A explosão havia sido potente demais. Agora que recuperei a consciência, posso observar o estrago ao meu redor. Tento me mover e... Ai! Sou invadido por uma dor intensa. Até mesmo pra respirar está difícil. Parece que a cada movimento minhas costelas se movem dentro de mim. Com esforço, me sento e olho minha perna; a coxa está perfurada por um pedaço de ferro e sei que não poderei me mover dessa forma. Levo alguns minutos pra tomar coragem.

-Aaahhh...!

Com um único puxão, retiro o objeto estranho do meu corpo. A dor é lancinante. Mas, não posso parar. Assim é a guerra, preciso resistir. Aparentemente minha tropa toda está morta, o forte destruído. Nossos inimigos aproveitaram a madrugada e nos surpreenderam com um ataque aéreo. E agora estou aqui, tentando amarrar a manga do meu uniforme com força suficiente para não morrer com a perda de sangue.

-Ian...

Tenho a impressão de ouvir um sussurro em meio aquele silêncio mórbido. Mas, não é possível. Não vejo qualquer movimento entre os escombros. Fico atento na esperança de ouvir novamente. talvez não tenha sido o único sobrevivente, afinal.

-Ian...

Dessa vez, consigo identificar a voz. Graças a deus! Não estou só. Com um esforço que nunca achei que precisaria fazer um dia, me levanto e arrisco alguns passos na direção em que há um corpo se movendo debilmente. Enquanto caminho, observo os corpos dos outros. Da forma como estão, me considero com sorte por ter sobrevivido e por não ter tido ferimentos mais graves. Posso ver quem me chamou agora; é o general Walger. Está com as pernas imprensadas sob pedaços de concreto, seu rosto está coberto de sangue vindo de um corte profundo na cabeça. Ele tenta erguer uma mão em minha direção, mas não consegue. Está fraco demais.

-Não se esforce, general.

Enquanto sento ao seu lado, vejo-o mover os lábios com esforço, mas não sai som algum. Suas mãos trêmulas retiram o revólver do coldre com dificuldade, mas não consegue erguê-lo. Arrasta-o sobre o peito em minha direção e eu olho sem me mover. Não é preciso palavras. Seus olhos começam a revirar nas órbitas e sua respiração acelera enquanto ele luta tossindo sangue. Sei o que tenho que fazer. E não é hora de hesitar. Pego o revólver de suas mãos e verifico a munição. Há apenas uma bala para meu azar. Posiciono o cano em sua cabeça e puxo o cão.
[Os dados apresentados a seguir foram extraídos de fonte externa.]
PR #5452, opened 2026-08-12
fix(opamp): rebuild applied collector keys from cluster state on bridge restart

### LINKED ISSUE #5445: OpAMP Bridge forgets which collector CRs it manages after a restart
### Component(s)

opamp

## Description

opamp-bridge keeps the set of remote config keys it has applied in an in-memory map(`agent.appliedKeys`). On restart that map starts out empty and nothing rebuilds it from the cluster.

Once the bridge has restarted, it no longer knows about any collector it applied before. If a later remote config drops one of those entries, the delete never happens.

The map is created empty in `NewAgent`.
```go
// agent/agent.go
agent := &Agent{
	appliedKeys: map[string]bool{},
	...
}
```

Deletion is computed as the difference between that map and the keys in the incoming config, so right after a restart there is nothing to iterate over.
```go
for key := range agent.appliedKeys {
	if _, ok := config.Config.GetConfigMap()[key]; !ok {
		if err := agent.applier.Delete(key); err != nil {
			errs = append(errs, err)
		}
	}
}
```

## Steps to Reproduce

1. Send the bridge a remote config containing a single entry `ns/collector`. One collector CR is created.
2. Restart the bridge pod.
3. Send a remote config whose config map is empty.

## Expected Result

`ns/collector` is deleted.

## Actual Result

`ns/collector` is still there.

### Kubernetes Version

1.26.4

### Operator version

v0.152.0

### Collector version

v0.152.0

### Environment information

_No response_

### Log output

```shell

```

### Additional context

_No response_

### Tip

pujitha24:
**Description:** The OpAMP Bridge tracks which collector remote-config keys it has applied in an in-memory map (`Agent.appliedKeys`). This map is only ever created empty and is never rebuilt from cluster state, so after a bridge restart the bridge forgets about every collector it previously applied. Deletion is computed as the set difference between `appliedKeys` and the keys in an incoming remote config, so right after a restart there is nothing to diff against — a later remote config that drops a previously-applied collector never deletes it.

This change rebuilds `appliedKeys` from the cluster on `Agent.Start()` by listing the collectors the bridge currently manages and seeding their keys. Reporting-only collectors (labeled `opentelemetry.io/opamp-reporting: true` but not `opentelemetry.io/opamp-managed`) are explicitly excluded from this rebuild, since the bridge never applies config to them and must not delete them.

**Link to tracking Issue(s):** 5445

- Resolves: #5445

**Testing:** Added `TestAgent_Start_RebuildsAppliedKeysAcrossRestart` in `cmd/operator-opamp-bridge/internal/agent/agent_test.go`, which seeds a fake Kubernetes client with a previously-applied managed collector and an unrelated reporting-only collector, starts a fresh `Agent` (simulating a post-restart process), and asserts that a subsequent remote config which omits the managed collector deletes it while leaving the reporting-only collector untouched. I confirmed this test fails without the fix (`appliedKeys` stays empty after `Start()`) and passes with it, by temporarily stashing only the `agent.go` change and re-running the test.

Ran from `cmd/operator-opamp-bridge/` (its own Go module):
- `go build ./...` — passes
- `go vet ./...` — passes
- `go test ./...` — all packages pass
- `golangci-lint run ./...` — 0 issues
- `gofmt -l` on changed files — clean

I did not run the e2e OpAMP bridge suite (`make e2e-opampbridge`) against a live cluster; the fix and its regression test are scoped to the in-process `Agent`/`ConfigApplier` logic, which the added unit test exercises directly against a fake Kubernetes client covering the exact reported scenario.

**Documentation:** No user-facing documentation changes; this is an internal bug fix to bridge restart behavior. Added a changelog entry at `.chloggen/opamp-bridge-rebuild-applied-keys.yaml`.

Fixes #5445

### DIFF
--- a/.chloggen/opamp-bridge-rebuild-applied-keys.yaml
+++ b/.chloggen/opamp-bridge-rebuild-applied-keys.yaml
@@ -1,0 +1,16 @@
+# One of 'breaking', 'deprecation', 'new_component', 'enhancement', 'bug_fix'
+change_type: bug_fix
+
+# The name of the component, or a single word describing the area of concern, (e.g. collector, target allocator, auto-instrumentation, opamp, github action)
+component: opamp
+
+# A brief description of the change. Surround your text with quotes ("") if it needs to start with a backtick (`).
+note: Rebuild the OpAMP Bridge's applied-keys tracking from cluster state on startup, so a remote config that drops a collector after a bridge restart correctly deletes it.
+
+# One or more tracking issues related to the change
+issues: [5445]
+
+# (Optional) One or more lines of additional information to render under the primary note.
+# These lines will be padded with 2 spaces and then inserted directly into the document.
+# Use pipe (|) for multiline entries.
+subtext:
--- a/cmd/operator-opamp-bridge/internal/agent/agent.go
+++ b/cmd/operator-opamp-bridge/internal/agent/agent.go
@@ -198,6 +198,11 @@ func (agent *Agent) Start() error {
 		return err
 	}
 	agent.startTime = startTime
+
+	if err = agent.rebuildAppliedKeys(); err != nil {
+		return fmt.Errorf("failed to rebuild applied keys from cluster state: %w", err)
+	}
+
 	settings := types.StartSettings{
 		OpAMPServerURL: agent.config.Endpoint,
 		Header:         agent.config.Headers.ToHTTPHeader(),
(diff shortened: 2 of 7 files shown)


pujitha24:
Just checking in on this one — it's still green and rebased on main, happy to make any changes if something would help move review along.

jaronoff97 (approved):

-Boa sorte, general. Foi bom servir contigo.

O estampido do disparo ecoa pelas ruínas do forte. Agora, mais uma vez estou sozinho. Sei que não posso ficar parado, pois logo os inimigos aparecerão. Falta pouco para amanhecer. Com a mão esquerda sobre as costelas, me levanto novamente. Caminhando entre os corpos de meus companheiros, procuro por alguma arma que não tenha sido destruída. A cena é aterradora; membros separados dos corpos, alguns queimados ou perfurados por pedras e pedaços de metal. Todos que um dia foram meus amigos, que lutaram comigo em muitas batalhas estão mortos. O que faço? Não resta mais esperança, estou fraco... Consigo ir até o lado oposto do forte, onde o bombardeio não atingiu tanto. No caminho, encontro algumas armas, mas preciso que apenas uma funcione. Não preciso de rifles, nem granadas ou coisas do tipo. Não estou em condições de lutar, a lealdade ao meu país deixou de fazer sentido agora.

Pego uma pistola e retiro o pente para verificar a munição. Perfeito. Está carregada. Devolvendo-o ao lugar, levo-a comigo. Olhando para uma resistente e única escada de pé, me preparo para subir até a cabine do forte. Ai! A dor me envolve, levo mais tempo e mais esforço do que imaginei. Mas, finalmente consigo. Agora posso ver o horizonte; desejo que essa seja minha última visão. Faz com que eu me lembre da vida que deixei para trás. Meus pais... Uma bela mulher e um filho que jamais conhecerei. Ela estava grávida quando fui convocado. A abracei quando começou a chorar. Entre os soluços, ela dizia:

-Por favor, Ian, não vá...

-Não posso e você sabe. Por mais que eu deseje ficar, não posso ignorar isso.

-Mas, e nosso bebê? Estou no meio da gravidez e preciso que esteja comigo.

-Vai dar tudo certo, querida. Farei o possível para estar de volta a tempo.

-Promete?

-Por você e por nosso filho. Meus pais a acolherão enquanto eu estiver fora.

-Mas, e se acontecer alguma coisa? Eu não posso te perder, Ian. Não conseguiria.

-E não vai. Prometo a você que voltarei como herói de guerra e não vou sair do seu lado nunca mais.

E eu a beijei. Naquela noite Danika e eu fizemos amor intensamente e eu jurei várias vezes que nunca a abandonaria. Na manhã seguinte, quando nos despedimos, olhei em seus belos olhos pela última vez e desejei não ter que partir. De meus pais, a lembrança que trago é de nosso último abraço. Minha mãe, chorando, tinha a face avermelhada e a expressão triste e cansada. Meu coração doeu.

-Eu te amo, meu filho. E estarei intercedendo por você todos os dias.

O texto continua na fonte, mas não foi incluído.